#### Recorded information ####

PR #34317, opened 2026-05-19
fix(catalog): fix flaky entity page test

freben:
## Summary

The `pages.test.tsx` entity page test was flaky because `renderInTestApp` never set up React Router `<Route>` matching for the test element. `useParams()` always returned `{}`, so `useEntityFromUrl` got no route params and posted a "No name provided!" error. The test passed or failed depending on a race between the error effect and the tab render.

### Fix

**`renderInTestApp`**: Add a `mountPath` option that wraps the test element in a `<Route>` with the given path pattern, enabling `useParams()` to extract parameters from the URL. This mirrors what the real `AppRoutes` extension does via `useRoutes()`. Use together with `initialRouteEntries` to set a concrete URL matching the pattern.

**`pages.test.tsx`**: Use `mountPath` + `initialRouteEntries` + the in-memory `catalogApiMock({ entities: [...] })` so the test does real end-to-end routing: URL → params → entity lookup. Href expectations updated to match production behavior (sub-route links resolve relative to the matched parent Route).

### Test plan

- [x] All 20 entity page tests pass
- [x] All `renderInTestApp` tests pass
- [x] All `convertLegacyPageExtension` and `catalog-react/alpha/converters` tests pass
- [x] API report updated

### DIFF
--- a/packages/frontend-test-utils/src/app/renderInTestApp.tsx
+++ b/packages/frontend-test-utils/src/app/renderInTestApp.tsx
@@ -15,7 +15,7 @@
  */
 
 import { Fragment } from 'react';
-import { MemoryRouter } from 'react-router-dom';
+import { MemoryRouter, Route, Routes } from 'react-router-dom';
 import { prepareSpecializedApp } from '@backstage/frontend-app-api';
 import { RenderResult, render } from '@testing-library/react';
 import { ConfigReader } from '@backstage/config';
@@ -125,11 +125,31 @@ export function renderInTestApp<const TApiPairs extends any[] = any[]>(
   element: JSX.Element,
   options?: TestAppOptions<TApiPairs>,
 ): RenderResult {
+  const mountedPaths = options?.mountedRoutes
+    ? Object.keys(options.mountedRoutes)
+    : [];
+
   const extensions: Array<ExtensionDefinition> = [
     createExtension({
       attachTo: { id: 'app/root', input: 'children' },
       output: [coreExtensionData.reactElement],
       factory: () => {
+        if (mountedPaths.length > 0) {
+          return [
+            coreExtensionData.reactElement(
+              <Routes>
+                {mountedPaths.map(path => (
+                  <Route
+                    key={path}
+                    path={path === '/' ? path : `${path.replace(/\/$/, '')}/*`}
+                    element={element}
+                  />
+                ))}
+                <Route path="*" element={element} />
+              </Routes>,
+            ),
+          ];
+        }
         return [coreExtensionData.reactElement(element)];
       },
     }),
--- a/packages/frontend-test-utils/src/app/renderInTestApp.tsx
+++ b/packages/frontend-test-utils/src/app/renderInTestApp.tsx
@@ -135,6 +135,7 @@ export function renderInTestApp<const TApiPairs extends any[] = any[]>(
       output: [coreExtensionData.reactElement],
       factory: () => {
         let content: JSX.Element = element;
+
         if (mountedPaths.length > 0) {
           content = (
             <Routes>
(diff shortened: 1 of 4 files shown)


packages/frontend-test-utils/src/app/renderInTestApp.tsx
```diff
@@ -125,12 +125,33 @@ export function renderInTestApp<const TApiPairs extends any[] = any[]>(
...
+
+        if (mountedPaths.length > 0) {
+          content = (
+            <Routes>
+              {mountedPaths.map(path => (
+                <Route
+                  key={path}
+                  path={path === '/' ? path : `${path.replace(/\/$/, '')}/*`}
+                  element={content}
+                />
```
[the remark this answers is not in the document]
freben: heh, maybe a matter of taste, i asked it to do this way

packages/frontend-test-utils/src/app/renderInTestApp.tsx
```diff
@@ -125,12 +125,33 @@ export function renderInTestApp<const TApiPairs extends any[] = any[]>(
...
+        let content: JSX.Element = element;
+
+        if (mountedPaths.length > 0) {
+          content = (
+            <Routes>
+              {mountedPaths.map(path => (
+                <Route
+                  key={path}
+                  path={path === '/' ? path : `${path.replace(/\/$/, '')}/*`}
+                  element={content}
```
Rugvip: Hmm, I don't think it's right to mount the content on each of these paths. They're not meant for the test subject, but rather abstract route targets that the subject would be linking to.

I'm thinking we might simply need to add a `mountPath?: string` option? 🤔, which ends up being the path that the content is rendered at, with `/` being the default. We'd also have `initialRouteEntries` default to `[mountPath]`. Dunno about the exact naming, just the first thing that came to mind 🤷

Would be nice to avoid new API, but not really seeing any other way around it that isn't too magical.

Rugvip (changes requested):

packages/frontend-test-utils/src/app/renderInTestApp.tsx
freben: Alright, fixed. Still a bit unfortunate that there's a need to balance both `mountPath` (for the pattern) and `initialRouteEntries` in parameterised cases; the api is not super convenient. But it works now I think.

packages/frontend-test-utils/src/app/renderInTestApp.tsx
```diff
@@ -80,7 +80,28 @@ export type TestAppOptions<TApiPairs extends any[] = any[]> = {
...
   /**
-   * Initial route entries to use for the router.
+   * The route path pattern that the test element is rendered at. When set,
+   * the element is wrapped in a `<Route>` with this path, enabling
+   * `useParams()` to extract parameters from the URL. Defaults to `'/'`.
+   *
+   * When `mountPath` is set and `initialRouteEntries` is not, the
+   * initial route entry defaults to `mountPath` (which works for paths
+   * without parameters). For parameterized paths you must also set
+   * `initialRouteEntries` to a concrete URL that matches the pattern.
```
Rugvip: Not seeing this being enforced. What happens if not set? Does the router complain about `:derp` entries or do you actually just end up with `":derp"` params?

Rugvip (approved):
👍, can't think of any more fun names or find any other precedent, I think this is safe enough to ship. Just a minor Q on the behavior

packages/frontend-test-utils/src/app/renderInTestApp.tsx
freben: Mm that's a good point, it would actually set the location history to be the parameterised path string. You'd get something like `name=":name"` literally like you say and that's not very cute. Alright I will update it to stop with the defaulting behavior, that's less magic than like trying to invent some valid entry or so. Yes it's still a bit "loose" (you are EXPECTED to use the parameters together in a wise way) but asserting that there's a matching location path doesn't for example allow for fewer silent errors or so - you'll immediately note it doesn't render anything. Let me know if you feel it's too loose and I can fix it up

####

§ **Instructions to follow**
Each line of the entries that contains the word "parameterised" should be listed.

§ **Response area**
freben: Alright, fixed. Still a bit unfortunate that there's a need to balance both `mountPath` (for the pattern) and `initialRouteEntries` in parameterised cases; the api is not super convenient. But it works now I think.
freben: Mm that's a good point, it would actually set the location history to be the parameterised path string. You'd get something like `name=":name"` literally like you say and that's not very cute. Alright I will update it to stop with the defaulting behavior, that's less magic than like trying to invent some valid entry or so. Yes it's still a bit "loose" (you are EXPECTED to use the parameters together in a wise way) but asserting that there's a matching location path doesn't for example allow for fewer silent errors or so - you'll immediately note it doesn't render anything. Let me know if you feel it's too loose and I can fix it up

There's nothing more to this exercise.